General characteristics
- Type: Landing Ship, Tank Mark I
- Displacement: 3,620
- Speed: 18 knots laden to beaching draught; 16.5 knots at deep;
- Capacity: 13 Churchill infantry tanks, 27 vehicles, 193 men
- Complement: 169

Service record
- Operations: Allied invasion of Italy; Normandy landings;

= HMS Bruiser (F127) =

HMS Bruiser was built as a Landing Ship, Tank (LST(1)) at Harland & Wolff. Launched in October 1942 and commissioned the following March, she saw service as part of the Allied invasion of Italy.

==Design and development==
Bruiser was the second of the LST Mk.1 class ships, which could carry 13 Churchill tanks, 27 other vehicles and 193 men. It had a high speed even when laden for the assault (about 18 knots) but did not have a shallow draught, which meant that a 140 ft long bow ramp had to be added and this took up a lot of room inside the ship.

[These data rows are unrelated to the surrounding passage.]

PR #6636, opened 2020-02-26
Updating the browsers with the edge download link

abchatra:
Fixing some of the existing information and restricting list to what we can test.

### DIFF
--- a/common-docs/browsers.md
+++ b/common-docs/browsers.md
@@ -5,7 +5,7 @@
 You need one of these browsers running on Windows 7, Windows 8, Windows 8.1, or
 Windows 10:
 
-* Microsoft Edge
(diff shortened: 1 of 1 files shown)


common-docs/browsers.md
```diff
@@ -36,12 +38,18 @@ here](/raspberry-pi).
...
 ## Chrome OS
 
-* Version 69 or higher
+* Version 70 or higher
+
+## Internet Explorer
+
+Internet Explorer (IE) is **not** supported. Please upgarde to Microsoft Edge ([Download](https://www.microsoft.com/en-us/edge)). You can check the settings to see if you are running Interent Explorer.
+
+![](/static/configurations/windows-version.png)
```
ganicke: How does this show if you're running Internet Explorer?

```suggestion
![Internet Explorer version](/static/configurations/ie-version.png)
```

Issue #6644, opened 2020-02-28
update python docs


pelikhan:
The first hit on "makecode python" goes to https://makecode.com/js/python which is outdated.

ganicke:
Current search rank for "MakeCode Python":

**Bing**

![image](https://user-images.githubusercontent.com/27789908/75618847-88ca4c00-5b28-11ea-9599-e6f3dcd7a3dd.png)

**Google**

![image](https://user-images.githubusercontent.com/27789908/75618850-9384e100-5b28-11ea-94cd-e08f451e5e47.png)

ganicke:
Python "landing" page is at https://makecode.com/python from #6646.

PR #6646, opened 2020-03-01
Update Python implmentation page

ganicke:
Do we want to generalize this page more, ditch it, or better promote https://makecode.com/language?

RE: #6644


pelikhan:
IMO redirect to /python

pelikhan:
The content of this page should be merged in the "/python". This page should be come a redirect instead (use python-ref.json file).

docs/js/python.md
```diff
@@ -1,21 +1,49 @@
-# Python Support
+# Python in MakeCode
 
-**Python support in MakeCode is experimental**
+Our Python support in MakeCode is called Static Python (SPY). As with TypeScript,
```
abchatra: We decided to call it just MakeCode Python instead of Static Python. Lets omit this line and refer to the python implementation as MakeCode Python.

pelikhan:
ping @ganicke @abchatra what's the status?

ganicke:
Sound good. Also, need to chop the https://minecraft.makecode.com/python page so Minecraft picks up the common-docs/python.md.

Issue #6291, opened 2019-12-05
Python toolbox support


darzu:
Enable the code toolbox in Python.

This issue is for tracking the experimental feature.

PR #6651, opened 2020-03-03
remove the pythonToolbox flag

pelikhan:
The python toolbox is stable and should be always enabled (1 less flag!)


pelikhan:
Closes https://github.com/microsoft/pxt/issues/6291

PR #6654, opened 2020-03-03
Shuffle gallery

pelikhan:
- [x] Ability to specify that a gallery should be shuffled. It provides a stable shuffled based on the day (more options can be added later)
```
        "Community Games": {
            "url": "community",
            "shuffle": "daily"
        },
```
- [x] allow to filter a gallery by locales too

### DIFF
--- a/webapp/src/projects.tsx
+++ b/webapp/src/projects.tsx
@@ -448,7 +448,7 @@ export class ProjectsCarousel extends data.Component<ProjectsCarouselProps, Proj
                     // keep last one
                     const last = this.prevGalleries.pop();
                     // shuffle array
-                    const now = new Date(Date.now());
+                    const now = new Date();
                     const seed = now.toDateString();
                     this.prevGalleries.sort((l, r) =>
                         ts.pxtc.Util.codalHash16(l.name + seed)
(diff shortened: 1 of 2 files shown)


pelikhan:
@ganicke i realize we have not documentation about configuring the home screen...

webapp/src/projects.tsx
```diff
@@ -430,6 +443,21 @@ export class ProjectsCarousel extends data.Component<ProjectsCarouselProps, Proj
                 this.hasFetchErrors = true;
             } else {
                 this.prevGalleries = pxt.Util.concat(res.map(g => g.cards));
+                const shuffle = this.props.shuffle
+                if (shuffle) {
+                    // keep last one
+                    const last = this.prevGalleries.pop();
```
mmoskal: why?

webapp/src/projects.tsx
```diff
@@ -430,6 +443,21 @@ export class ProjectsCarousel extends data.Component<ProjectsCarouselProps, Proj
...
+                    // shuffle array
+                    const now = new Date(Date.now());
+                    const seed = now.toDateString();
```
mmoskal: Could just do `const seed = new Date().toDateString();`

This is now time-zone and locale dependent, but likely the classroom will have matching settings.

mmoskal: I take it back, it's only time-zone dependent, so we're all clear.

webapp/src/projects.tsx
pelikhan: the last card a "add your game"
image

webapp/src/projects.tsx
pelikhan: should i make the change or not? :)

mmoskal: change is just minor opt, I meant I take back the locale - dependent bit. just merge ;)

PR #6669, opened 2020-03-05
setup lang picker in right space so it works on core docs

jwunderl:
render snippets exits if 'probably in pxt docs', and I had this at the end of render snippets for some reason..

Better to initiate with the other set up code anyways

should fix lang picker on makecode.com/blog (well, it will remove it as it langs not selectable in pxtarget right now, needs the flag and a few langs if you want it there: https://github.com/microsoft/pxt/blob/master/pxtarget.json)

### DIFF
--- a/docfiles/docs.js
+++ b/docfiles/docs.js
@@ -247,7 +247,6 @@ function setupBlocklyAsync() {
                 })
         })
     }
-    setupLangPicker();
     return promise;
 }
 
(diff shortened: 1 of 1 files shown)


jwunderl:
actually looks like it needs a bit more work to have a language picker work on makecode.com as well, right now we don't have the pxt.Util / pxt.appTarget available in makecode.com/blog.

Kind of weird note, after everything is set up / if you just use the chrome console without any breakpoints, local serve in pxt docs has pxt.Util available / ksRunnerReady defined, but makecode.com/blog does not; I'm guessing that's known?

PR #6679, opened 2020-03-09
Updating dependencies

riknoll:


pxtlib/docsrender.ts
```diff
@@ -852,13 +862,15 @@ ${opts.repo.name.replace(/^pxt-/, '')}=github:${opts.repo.fullName}#${opts.repo.
...
 
         const markedInstance = pxt.docs.requireMarked();
+        const sanitizer = requireDOMSanitizer();
         const options = {
             renderer: new markedInstance.Renderer(),
             gfm: true,
             tables: false,
             breaks: false,
             pedantic: false,
             sanitize: false,
```
pelikhan: ``sanitize: false`` ?

riknoll:
@pelikhan there are no new files; it's inlined like the lzma worker

pxtlib/docsrender.ts
riknoll: fixed

PR #6680, opened 2020-03-10
delete comments when compiling ts project

qumeta:
delete comments when compiling ts project


riknoll:
I don't see a need for this change. We run uglify in production which takes care of the comments

PR #6688, opened 2020-03-10
unify parsing of "tutorial", "example", "recipe" routes

pelikhan:
- [x] refactor loading code for "tutorial", "example", "recipe" routes
- [x] use common loading code in all instances of loading
- [x] support for loading example from github repo
- [x] support for template route


webapp/src/app.tsx
```diff
@@ -2064,13 +2064,15 @@ export class ProjectView
     importExampleAsync(options: pxt.editor.ExampleImportOptions): Promise<void> {
         const { name, path, loadBlocks, prj, preferredEditor } = options;
         core.showLoading("changingcode", lf("loading..."));
-        let features: string[];
-        return pxt.gallery.loadExampleAsync(name.toLowerCase(), path)
```
shakao: is 'loadExampleAsync' still being used anywhere?

PR #6689, opened 2020-03-10
Image Editor: keybindings for colors, suppress delete key

jwunderl:
fix https://github.com/microsoft/pxt-arcade/issues/1777 (unless there are other blockly shortcuts to prevent, but I couldn't think of any right away) and fix https://github.com/microsoft/pxt-arcade/issues/1778

had the shortcuts for colors already in the old editor (https://github.com/microsoft/pxt/pull/5549), but never used them as much so I never noticed they were gone in the new one


webapp/src/components/ImageEditor/keyboardShortcuts.ts
```diff
@@ -59,6 +68,12 @@ function handleKeyDown(event: KeyboardEvent) {
             swapForegroundBackground();
             break;
     }
+
+    if (/^Digit\d$/.test(event.code)) {
+        const keyAsNum = +event.code.slice(-1);
+        const color = keyAsNum + (event.shiftKey ? 9 : 0);
```
riknoll: We should double check that we enforce the max index of 16 somewhere

webapp/src/components/ImageEditor/keyboardShortcuts.ts
```diff
@@ -59,6 +68,12 @@ function handleKeyDown(event: KeyboardEvent) {
             swapForegroundBackground();
             break;
     }
+
+    if (/^Digit\d$/.test(event.code)) {
```
riknoll: Should probably disable this for TileMaps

Bruiser had only two sister ships, as plans to build more in the United States led instead to a simpler though slower design capable of similar capacity but with a much shallower draught.

==Service==
Bruiser took part in the Salerno landing in 1943. In 1944, she was refitted as a fighter direction ship, for use during the Normandy landings in controlling fighter aircraft by ground-controlled interception. Later in 1944 she took British troops back into Athens in Greece. Bruiser was sold into merchant service in 1946.

==Merchant service==
Bruiser was sold in 1946 for merchant service as Nilla. In 1951, she was converted to a cargo liner and renamed Silverstar. In 1957, she became Ciudad de Santa Fe and was broken up in Argentina in 1968.